## WORK TASK
Restate exactly, and only, the lines from the one containing "2. Add new (?)" through the end of the entries, keeping both endpoints.

## DATASET EXTRACT
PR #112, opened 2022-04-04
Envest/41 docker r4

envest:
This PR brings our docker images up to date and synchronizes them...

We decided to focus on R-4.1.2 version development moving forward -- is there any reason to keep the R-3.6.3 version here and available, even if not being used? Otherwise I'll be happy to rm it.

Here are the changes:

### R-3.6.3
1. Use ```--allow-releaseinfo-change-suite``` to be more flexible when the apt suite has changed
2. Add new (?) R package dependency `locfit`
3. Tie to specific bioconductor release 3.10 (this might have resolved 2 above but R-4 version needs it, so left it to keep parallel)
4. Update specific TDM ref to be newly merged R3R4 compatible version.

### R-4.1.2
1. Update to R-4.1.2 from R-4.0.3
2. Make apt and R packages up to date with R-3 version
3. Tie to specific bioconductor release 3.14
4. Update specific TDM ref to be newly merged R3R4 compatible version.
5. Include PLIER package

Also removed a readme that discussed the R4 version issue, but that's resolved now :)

## SOLUTION
2. Add new (?) R package dependency `locfit`
3. Tie to specific bioconductor release 3.10 (this might have resolved 2 above but R-4 version needs it, so left it to keep parallel)
4. Update specific TDM ref to be newly merged R3R4 compatible version.

### R-4.1.2
1. Update to R-4.1.2 from R-4.0.3
2. Make apt and R packages up to date with R-3 version
3. Tie to specific bioconductor release 3.14
4. Update specific TDM ref to be newly merged R3R4 compatible version.
5. Include PLIER package

Also removed a readme that discussed the R4 version issue, but that's resolved now :)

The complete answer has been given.